When you run for and get elected president , you can try that approach to passing legislation through the senate. Good luck to you. I can’t think of a single instance in the past century where votes in the Senate on important legislation were moved in any demonstrable way by a presidents “barnstorming the country” <it> against </it> the obstructionist senators in question. Thats not how the senate works. You think you could have scared someone like Lieberman into changing his position on the public option, say, by attacking him from the left? He eats up that kind of attack for breakfast; it strengthens him with a good part of his constituency. Thats why these blue dogs are in the senate in the first place– their views are to a fair approximation in tune with their constituencies.
And, that’s not how the great society got passed, for instance. Instead LBJ built a coalition of liberal dems and repubs (yes there were liberal repubs in those days) via private arm twisting and sausage making on an epic scale, to circumvent the southern dems. Thats what seems to work, and thats what Obama did on the stimulus and what he tried (but failed) to do on the ACA. There, he used legislative trickery (reconciliation), sort of like LBJ did on civil rights act of 1957.

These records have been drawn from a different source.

PR #353, opened 2026-08-18
chore: override cargo-dist gh action versions

fischeti:
https://github.com/pulp-platform/bender/pull/323 fails CI because it tries to change the `release.yml` file that is generated by `cargo-dist`.

I found a setting for cargo-dist that allows to overwrite specific actions which should unblock the dependabot.


micprog (approved):
LGTM :+1:

PR #357, opened 2026-09-05
refactor(bender-slang)!: pass slices instead of vectors across FFI

fischeti:
Generally, all of those are anyway read-only and this gets rid of a few unnecessary re-allocations.


micprog (approved):
LGTM :+1:

micprog:
This will require a new bender-slang version to be released, right?

fischeti:
yes, I think it was anyway due, since there were some other changes as well.

PR #367, opened 2026-09-22
build(deps): remove obsolete/superseeded dependencies

fischeti:
`async-recursion`: async recursion is natively supported since Rust 1.77, `async-recursion` is not actively maintained anymore and pulls in old/duplicate `syn` version (although `miette` does as well currently).

`dirs`: can be replaced with `std::env`

`tokio`: the `full` target pulls in more than needed. I (Claude) selected the ones we are actually using, which removes some crates as well.


fischeti:
Closes https://github.com/pulp-platform/bender/pull/365 as well

PR #300, opened 2023-07-03
Check anyOf and oneOf schemas in nullable validation

arttuperala:
`test_is_nullable()` is executed before the normal `test_schema_section()` processing, including the `anyOf` and `oneOf` checking, takes place, and if your `nullable` definition comes from inside either `anyOf` or `oneOf`, the validation will fail.

### DIFF
--- a/openapi_tester/schema_tester.py
+++ b/openapi_tester/schema_tester.py
@@ -239,6 +239,20 @@ class SchemaTester:
         """
         openapi_schema_3_nullable = "nullable"
         swagger_2_nullable = "x-nullable"
+        if "oneOf" in schema_item:
+            one_of: list[dict[str, Any]] = schema_item.get("oneOf", [])
+            return any(
+                nullable_key in schema and schema[nullable_key]
+                for schema in one_of
+                for nullable_key in [openapi_schema_3_nullable, swagger_2_nullable]
+            )
+        if "anyOf" in schema_item:
+            any_of: list[dict[str, Any]] = schema_item.get("anyOf", [])
+            return any(
+                nullable_key in schema and schema[nullable_key]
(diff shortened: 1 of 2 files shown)


arttuperala:
It basically just allows the `test_is_nullable()` to pass without issues if the `nullable: true` comes from within an `anyOf` or `oneOf`.

We're basically working with a JSON:API schema that looks a bit something like this:

```yaml
components:
  schemas:
    reltoone:
      type: object
      properties:
        data:
          $ref: '#/components/schemas/relationshipToOne'
    relationshipToOne:
      anyOf:
      - $ref: '#/components/schemas/nulltype'
      - $ref: '#/components/schemas/linkage'
    nulltype:
      type: object
      nullable: true
      default: null
    linkage:
      type: object
      properties:
        type:
          $ref: '#/components/schemas/type'
        id:
          $ref: '#/components/schemas/id'
        meta:
          $ref: '#/components/schemas/meta'
    ABC:
      type: object
      additionalProperties: false
      properties:
        relationships:
          type: object
          properties:
            xyz:
              $ref: '#/components/schemas/reltoone'

```

And then we'd feed the validator a response like this:

```json
{
    "data": {
        "relationships": {
            "xyz": {
                "data": null
            }
        }
    }
}
```

Even though `/data/relationships/xyz/data` is a `relationshipToOne`, where one of its possible schemas is `nulltype` with `nullable: true`, it'd fail the validation because the current code could not peek inside the `anyOf` array to figure out if one of the possible values is nullable.

sondrelg:
Looks good to me! I'll release a fix shortly 👍

arttuperala:
I might have another PR coming up also, since there's also another issue that I'm having with the validators.

PR #301, opened 2023-07-04
Handle dicts in validate_unique_items

arttuperala:
`validate_unique_items()` validator had a known issue where it could not validate `dict` objects in any way. Attempting to pass one would result in an immediate `TypeError: unhashable type: 'dict'`.

This merge request adds support for validating `dict` objects by serializing them to ordered JSON strings and doing the comparison with those. I imagine that this solution might not be flexible enough to handle every possible `dict` but it should be better than not being able to handle any `dict`. And since we are talking about data returned by an API, it's quite likely that the data passed to the validator will actually be JSON serializable.

### DIFF
--- a/openapi_tester/validators.py
+++ b/openapi_tester/validators.py
@@ -2,6 +2,7 @@
 from __future__ import annotations
 
 import base64
+import json
 import re
 from typing import TYPE_CHECKING
 from uuid import UUID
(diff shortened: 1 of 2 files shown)


sondrelg:
Looks good! Thanks @arttuperala 👏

SO yeah, feel free to continue sending those recommendations on how to pass bilss to whoever will listen
Watching critics – have you ever held any legislative office, ever? – hold forth on Barack Obama’s alleged legislative shortcomings is like watching someone who never played baseball respond to Roger Marris’s 61 homerun season by explaining that he should have hit 70, and his batting stance is all wrong.
Fact: Barack Obama passed his health care bill. After decades of failure after failure, this Democratic President is so incompetent at legislating that he actually passed his.
Fact: Barack Obama’s first two years featured the passage of a legislative agenda larger than anyone President’s entire term, going back to LBJ’s.
This is an astounding record of success, and proves to any reasonable person that he is one of the best legislating Presidents in American history. The ability of a blog commenter to proclaim that he wants even more means nothing.
I count myself among those who were disappointed when the tax cuts were extended for the top 2%, but as the 2012 campaign heated up, the decision seemed to make more sense: I can easily imagine the GOP making the upper bracket tax raise the centerpiece of their argument that the president was holding back the recovery of the economy. Meanwhile, little credit would have been given for whatever debt reduction would have resulted from the enhanced revenue.
Given that the economy is now picking up speed, cutting the top rates now is a chance to drive a stake into the heart of trickle down theory. Provided that the pace of the recovery doesn’t falter, the argument for cutting taxes for the rich will have sustained serious damage among those who still give it the benefit of the doubt.
Two more years of the Bush tax cuts may not be such a bad price to pay if the long term outcome is that people in the middle feel the same instinctive revulsion as those on their left when the GOP touts giveaways to the rich.